Hoka brand to open first retail stores in New York and LA
Hoka’s sales recently surpassed those of its sister brand Ugg for the first time in Deckers history.
Sneaker brand Hoka, famous for its padded running shoes, opens its first retail outlets on Wednesday as it bets on bricks and mortar to help fuel greater growth for parent company Deckers.
Hoka President Wendy Yang told CNBC the shoe maker will open its doors to shoppers at a store on 5th Avenue in New York’s Flatiron neighborhood and at a store on Melrose Avenue in West Hollywood, California. .
The brand has signed shorter-term leases on both stores, Yang said, but will likely look to extend the agreements.
“We want to know more directly from the consumer… about what they like, what they want and how their decision-making process works, on an individual basis,” Yang said. “The most important thing is to create a conversation with consumers in person and let them see the benefits [of Hoka] before buying.”
Stores offer 3D foot scanners to help with sizing. There are also lockers where guests can store their belongings and test their shoes while running around the area.
Hoka’s investments are part of a larger direct consumer push in the footwear industry, as brands from Nike to New Balance to On Running to Allbirds move closer to their customers. Nike, for example, is pulling out of unsuccessful wholesale channels and spending more to revamp its stores and website. On Running opened its first store in December in New York’s SoHo neighborhood, expanding its distribution beyond department stores and specialty running stores where customers can find its sneakers.
In particular, the running shoe industry has outperformed other types of athletic footwear over the past year and a half, according to Matt Powell, senior industry advisor at NPD Group. As more and more dollars pour into the category, brands like Under Armor and Puma are paying more attention to racing than ever before. Allbirds launched a running shoe in April 2020, another vote of confidence in space.
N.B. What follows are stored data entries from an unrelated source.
PR #277, opened 2022-12-27
Feature/s3 utils 122 data report collect metrics write capacity info

XinLi0207:
this PR is based on [this PR](https://github.com/scality/s3utils/pull/276) to reuse the MongoClientInterface inherited class

this PR mainly implemented the script for the cronjob designed [here](https://github.com/scality/citadel/blob/development/1.0/docs/design/veeam-sosapi.md#cron-job)

the script does the following things:
- collects bucket storage metrics from `INFOSTORE` collection (which is updated by `countitems` cronjob hourly)
- read `Capacity` field from bucketMD (`Capacity` field is put into bucketMD by `capacity.xml` objectPut operation)
- check the validity of the metrics retrieved above
  - if valid, write back to buketMD `Avaible`, `Used` fields after some calculation
  - if not valid, write back `-1`

### DIFF
--- a/DataReport/collectBucketMetricsAndUpdateBucketCapacityInfo.js
+++ b/DataReport/collectBucketMetricsAndUpdateBucketCapacityInfo.js
@@ -1,0 +1,133 @@
+const async = require('async');
+const { MaxParallelLimit } = require('../utils/constants');
+
+function isSOSCapacityInfoEnabled(bucketInfo) {
+    /**
+     * a valid SOS CapacityInfo Enabled bucketMD looks like
+     * {
+     *     _capabilities: {
+     *         VeeamSOSApi: {
+     *             SystemInfo: {
+     *                 ...
+     *                 ProtocolCapabilities: {
+     *                     CapacityInfo: true,
+     *                     ...
+     *                 },
+     *             ...
+     *             },
+     *             CapacityInfo: {
+     *                 ...
+     *             },
+     *         }
+     *     },
+     * }
+     */
+    return !!(bucketInfo.getCapabilities() // should exist
+        && bucketInfo.getCapabilities().VeeamSOSApi // should exist
+        && bucketInfo.getCapabilities().VeeamSOSApi.SystemInfo // should exist
+        && bucketInfo.getCapabilities().VeeamSOSApi.SystemInfo.ProtocolCapabilities // should exist
+        && bucketInfo.getCapabilities().VeeamSOSApi.SystemInfo.ProtocolCapabilities.CapacityInfo === true // should be true
+        && bucketInfo.getCapabilities().VeeamSOSApi.CapacityInfo); // should exist
+}
+
+function isValidBucketStorageMetrics(bucketMetric) {
+    return bucketMetric
+    && bucketMetric.usedCapacity
+        && typeof bucketMetric.usedCapacity.current === 'number'
+        && typeof bucketMetric.usedCapacity.nonCurrent === 'number'
+    && bucketMetric.usedCapacity.current > -1
+    && bucketMetric.usedCapacity.nonCurrent > -1;
+}
+
+function isValidCapacityValue(capacity) {
+    return (Number.isSafeInteger(capacity) && capacity >= 0);
+}
+
+function collectBucketMetricsAndUpdateBucketCapacityInfo(mongoClient, log, callback) {
+    let bucketMetrics;
+    return async.waterfall([
+        next => mongoClient.readCountItems(log, (err, doc) => {
+            if (err) {
+                log.error('an error occurred during readCountItems', {
+                    error: { message: err.message },
+                });
+                return next(err);
+            }
+            if (doc && doc.dataMetrics && doc.dataMetrics.bucket) {
+                bucketMetrics = doc.dataMetrics.bucket;
+            } else {
+                log.info('no buckets metrics in countItems, exit');
+                return callback(null);
+            }
+            return next();
+        }),
+        next => mongoClient.getBucketInfos(log, (err, bucketInfos) => {
+            if (err) {
+                log.error('error getting bucket list', {
+                    error: err,
+                });
+                return next(err);
+            }
+            return next(null, bucketInfos.bucketInfos);
+        }),
+        (bucketInfoList, next) => async.eachLimit(
+            bucketInfoList,
+            MaxParallelLimit,
+            (bucket, cb) => {
+                if (!isSOSCapacityInfoEnabled(bucket)) {
+                    return cb();
+                }
+                const bucketName = bucket.getName();
+
+                // get bucket storage used
+                let bucketStorageUsed = -1;
+                if (isValidBucketStorageMetrics(bucketMetrics[bucketName])) {
+                    bucketStorageUsed = bucketMetrics[bucketName].usedCapacity.current
+                            + bucketMetrics[bucketName].usedCapacity.nonCurrent;
+                }
+
+                // read Capacity from bucket._capabilities
+                const { Capacity } = bucket.getCapabilities().VeeamSOSApi.CapacityInfo;
+
+                let available = -1;
+                let capacity = -1;
+                if (isValidCapacityValue(Capacity)) { // is Capacity value is valid
+                    capacity = Capacity;
+                    // if bucket storage used is valid and capacity is bigger than used
+                    if (bucketStorageUsed !== -1 && (capacity - bucketStorageUsed) >= 0) {
+                        available = capacity - bucketStorageUsed;
+                    }
+                }
+
+                return mongoClient.updateBucketCapacityInfo(bucketName, {
+                    Capacity: capacity,
+                    Available: available,
+                    Used: bucketStorageUsed,
+                }, log, err => {
+                    if (err) {
+                        log.error('an error occurred during put bucket CapacityInfo attributes', {
+                            error: { message: err.message },
+                            bucketName,
+                        });
+                        return cb(err);
+                    }
+                    return cb();
+                });
+            },
+            err => {
+                if (err) {
+                    return next(err);
+                }
+                log.info('successfully updated CapacityInfo for all qualified buckets');
+                return next(null);
+            },
+        ),
+    ], callback);
+}
+
+module.exports = {
+    isSOSCapacityInfoEnabled,
+    isValidBucketStorageMetrics,
+    isValidCapacityValue,
+    collectBucketMetricsAndUpdateBucketCapacityInfo,
+};
--- a/DataReport/index.js
+++ b/DataReport/index.js
@@ -1,0 +1,39 @@
+const { Logger } = require('werelogs');
+const createMongoParams = require('../utils/createMongoParams');
+const { collectBucketMetricsAndUpdateBucketCapacityInfo } = require('./collectBucketMetricsAndUpdateBucketCapacityInfo');
+const S3UtilsMongoClient = require('../utils/S3UtilsMongoClient');
+
+const log = new Logger('s3utils:DataReport');
+
+function stop() {
+    log.info('stopping execution');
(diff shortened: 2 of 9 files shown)


DataReport/collectBucketMetricsAndUpdateBucketCapacityInfo.js
```diff
@@ -0,0 +1,132 @@
...
+                    error: err,
+                });
+                return next(err);
+            }
+            return next(null, bucketInfos.bucketInfos);
+        }),
+        (bucketInfoList, next) => async.filterLimit(
+            bucketInfoList,
+            10,
+            (bucketInfo, cb) => cb(null, isSOSCapacityInfoEnabled(bucketInfo)),
```
ghost: Not sure this will be really helpful in terms of performance, as we are trying to parallelize sync functions (no I/Os), that can be done in a single loop

DataReport/collectBucketMetricsAndUpdateBucketCapacityInfo.js
```diff
@@ -0,0 +1,132 @@
...
+                let { Capacity } = bucket.getCapabilities().VeeamSOSApi.CapacityInfo;
+
+                let Available;
+                if (isValidCapacityValue(Capacity)) { // is Capacity value is valid
+                    if (bucketStorageUsed !== -1) { // if bucket storage used is valid
+                        // check if bucket storage used is smaller than total Capacity
+                        Available = (Capacity - bucketStorageUsed) >= 0 ? (Capacity - bucketStorageUsed) : -1;
+                    } else { // if bucket storage used is not retrievable
+                        Available = -1;
+                    }
```
ghost: Subjective nit:

```suggestion
                    // if bucket storage used is valid and bigger than the reported used capacity
                    if (bucketStorageUsed !== -1 && (Capacity - bucketStorageUsed) >= 0) { 
                        Available = Capacity - bucketStorageUsed;
                    } else { // if bucket storage used is not retrievable
                        Available = -1;
                    }
```

utils/S3UtilsMongoClient.js
```diff
@@ -241,6 +244,34 @@ class S3UtilsMongoClient extends MongoClientInterface {
...
+        m.findOneAndUpdate({
+            _id: bucketName,
+        }, {
+            $set: {
+                '_id': bucketName,
+                'value.capabilities.VeeamSOSApi.CapacityInfo': {
+                    Capacity: capacityInfo.Capacity,
+                    Available: capacityInfo.Available,
+                    Used: capacityInfo.Used,
+                    LastModified: (new Date()).toJSON(),
```
ghost: You can store it as a string, with `toISOString`, as this is stored using this format in the PUT request:

```suggestion
                    LastModified: (new Date()).toISOString(),
```

DataReport/index.js
```diff
@@ -0,0 +1,38 @@
...
+            });
+            process.exit(1);
+        }
+        collectBucketMetricsAndUpdateBucketCapacityInfo(mongoClient, log, err => {
+            if (err) {
+                log.error('error collecting bucket metrics and updating bucket capacity info', {
+                    error: err,
+                });
+                process.exit(1);
+            }
```
ghost: Just for consistency, we can call `stop()` here, to also make sure we control the return code.

DataReport/collectBucketMetricsAndUpdateBucketCapacityInfo.js
```diff
@@ -0,0 +1,132 @@
...
+                log.error('error getting bucket list', {
+                    error: err,
+                });
+                return next(err);
+            }
+            return next(null, bucketInfos.bucketInfos);
+        }),
+        (bucketInfoList, next) => async.filterLimit(
+            bucketInfoList,
+            10,
```
ghost: Might be great to have it as a const shared with other steps for this async waterfall

DataReport/collectBucketMetricsAndUpdateBucketCapacityInfo.js
```diff
@@ -0,0 +1,132 @@
...
+            (bucketInfo, cb) => cb(null, isSOSCapacityInfoEnabled(bucketInfo)),
+            (err, capacityEnabledBuckets) => {
+                next(err, capacityEnabledBuckets);
+            },
```
ghost: Are these two steps really needed, while we can check this in the `eachLimit` (while better handling I/Os), and thus ignore if bucket is not SOSApi-enabled?

ghost (commented):
Will approve after end2end testing with a Veeam12 and other PRs

DataReport/collectBucketMetricsAndUpdateBucketCapacityInfo.js
```diff
@@ -0,0 +1,138 @@
...
+     *             },
+     *         }
+     *     },
+     * }
+     */
+    return !!(bucketInfo.getCapabilities() // should exist
+        && bucketInfo.getCapabilities().VeeamSOSApi // should exist
+        && bucketInfo.getCapabilities().VeeamSOSApi.SystemInfo // should exist
+        && bucketInfo.getCapabilities().VeeamSOSApi.SystemInfo.ProtocolCapabilities // should exist
+        && bucketInfo.getCapabilities().VeeamSOSApi.SystemInfo.ProtocolCapabilities.CapacityInfo === true // should be true
```
anurag4DSB, line 29: Could we use [optional chaining](https://developer.mozilla.org/en-US/docs/Web/JavaScript/Reference/Operators/Optional_chaining) (`.?`) here?

DataReport/collectBucketMetricsAndUpdateBucketCapacityInfo.js
```diff
@@ -0,0 +1,126 @@
...
+    return bucketMetric
+    && bucketMetric.usedCapacity
+        && typeof bucketMetric.usedCapacity.current === 'number'
+        && typeof bucketMetric.usedCapacity.nonCurrent === 'number'
+    && bucketMetric.usedCapacity.current > -1
+    && bucketMetric.usedCapacity.nonCurrent > -1;
+}
+
+function isValidCapacityValue(capacity) {
+    return (typeof capacity === 'number' && capacity >= 0);
```
ghost: Just wondering if we shoudl reject floating numbers? They will be accepted here if the user puts something like `123456.789`. But it's a minor concern.

DataReport/collectBucketMetricsAndUpdateBucketCapacityInfo.js
```diff
@@ -0,0 +1,126 @@
...
+            if (err) {
+                log.error('an error occurred during readCountItems', {
+                    error: { message: err.message },
+                });
+                return next(err);
+            }
+            if (doc && doc.dataMetrics && doc.dataMetrics.bucket) {
+                bucketMetrics = doc.dataMetrics.bucket;
+            }
+            return next();
```
ghost: Just to be safe, can we return an error if we do not have any dataMetrics? In this case, `bucketMetrics` is still undefined, but we use it line 81 as an array without any check

DataReport/collectBucketMetricsAndUpdateBucketCapacityInfo.js
```diff
@@ -0,0 +1,126 @@
...
+                }
+
+                return mongoClient.updateBucketCapacityInfo(bucketName, {
+                    Capacity,
+                    Available,
+                    Used: bucketStorageUsed,
+                }, log, err => {
+                    if (err) {
+                        log.error('an error occurred during put bucket CapacityInfo attributes', {
+                            error: { message: err.message },
```
ghost, line 109: Might be useful to specify in the error message the current bucket, because we may have this error message multiple time, as it's running inside a loop

utils/S3UtilsMongoClient.js
```diff
@@ -238,6 +241,34 @@ class S3UtilsMongoClient extends MongoClientInterface {
...
+                },
+            },
+        }, {
+            upsert: false,
+        }, err => {
+            if (err) {
+                log.error(
+                    'updateBucketCapacityInfo: error putting bucket CapacityInfo',
+                    { error: err.message },
+                );
```
ghost: Same here for the bucket name, and maybe capacity info as well?

ghost (approved):
Some minor changes, otherwise LGTM

DataReport/collectBucketMetricsAndUpdateBucketCapacityInfo.js
```diff
@@ -0,0 +1,138 @@
...
+                if (isValidBucketStorageMetrics(bucketMetrics[bucketName])) {
+                    bucketStorageUsed = bucketMetrics[bucketName].usedCapacity.current
+                            + bucketMetrics[bucketName].usedCapacity.nonCurrent;
+                }
+
+                // read Capacity from bucket._capabilities
+                let { Capacity } = bucket.getCapabilities().VeeamSOSApi.CapacityInfo;
+
+
+                let Available;
```
anurag4DSB: nit for readability: would suggest using lower case variable names. 
Upper case is okay for object keys

DataReport/collectBucketMetricsAndUpdateBucketCapacityInfo.js
```diff
@@ -0,0 +1,138 @@
...
+                    if (bucketStorageUsed !== -1) { // if bucket storage used is valid
+                        // check if bucket storage used is smaller than total Capacity
+                        Available = (Capacity - bucketStorageUsed) >= 0 ? (Capacity - bucketStorageUsed) : -1;
+                    } else { // if bucket storage used is not retrievable
+                        Available = -1;
+                    }
+                } else { // is Capacity value is not valid
+                    Capacity = -1;
+                    Available = -1;
+                }
```
anurag4DSB: nit: May be we can initialize the variables, `Available` and `Capacity` with the value `-1` value and then change it if we need to. that will reduce some conditions.

package.json
```diff
@@ -28,7 +28,7 @@
   "dependencies": {
     "@senx/warp10": "^1.1.2",
     "JSONStream": "^1.3.5",
-    "arsenal": "git+https://github.com/scality/arsenal#8.1.59",
+    "arsenal": "git+https://github.com/scality/arsenal#c460338163bcc9decde7c18d2835beeef53273e6",
```
anurag4DSB: This will need an updated tag. Commenting so that we do not forget.
Reference PR: https://github.com/scality/Arsenal/pull/2059/commits

DataReport/collectBucketMetricsAndUpdateBucketCapacityInfo.js
anurag4DSB: We should round off.
what do you think?

anurag4DSB (commented):
over all logic looks good with the design.
Can use some refactoring using optional chaining. I commented only at one place, but there are a few opportunities.

DataReport/collectBucketMetricsAndUpdateBucketCapacityInfo.js
XinLi0207: maybe just return without any error, when there are no buckets, there are no bucket metrics, we should just let the job finish

DataReport/collectBucketMetricsAndUpdateBucketCapacityInfo.js
anurag4DSB: discussed further over slack, as we are always dealing in bytes, rejecting floats should be okay.

DataReport/collectBucketMetricsAndUpdateBucketCapacityInfo.js
XinLi0207: the `jest` we are using in this project doesn't support optional chaining

anurag4DSB (approved):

“Until the pandemic, running hadn’t been very good for about eight years,” Powell said. “But there’s no question that more and more people are running. Whenever we’ve had times with a lot of people out of work, we always see running shoes, or running as an activity, coming back to life. “
Hoka’s latest financial results are proof of this change. Although the brand also sells hiking boots and sandals, it is known for its wide assortment of running shoes. Hoka’s revenue in the three-month period ended June 30 jumped 95% to $ 213.1 million from $ 109 million a year earlier. (Deckers sales increased 78% to $ 504.7 million in the same period.)
Hoka’s sales also impressively exceeded those of its sister brand Ugg for the first time in Deckers’ history, the company said when releasing its first quarter financial results.
“Five or six years ago, the only people who bought Hoka were the runners who knew about it,” Yang said. “They were the first to try this crazy new kind of shoe. But that’s not the case now.”
Young consumers are also increasingly buying running shoes as street wear, not necessarily for running, says Powell. And that should drive the category’s growth over the next few quarters, he said.
Sales of performance running shoes in the United States increased by about a third in the first half of the year, according to data from NPD Group. Hoka’s sales grew by around 90%, while On Running’s revenue tripled, the market research company said.
Deckers shares have risen about 47% year-to-date. The company has a market value of $ 11.7 billion.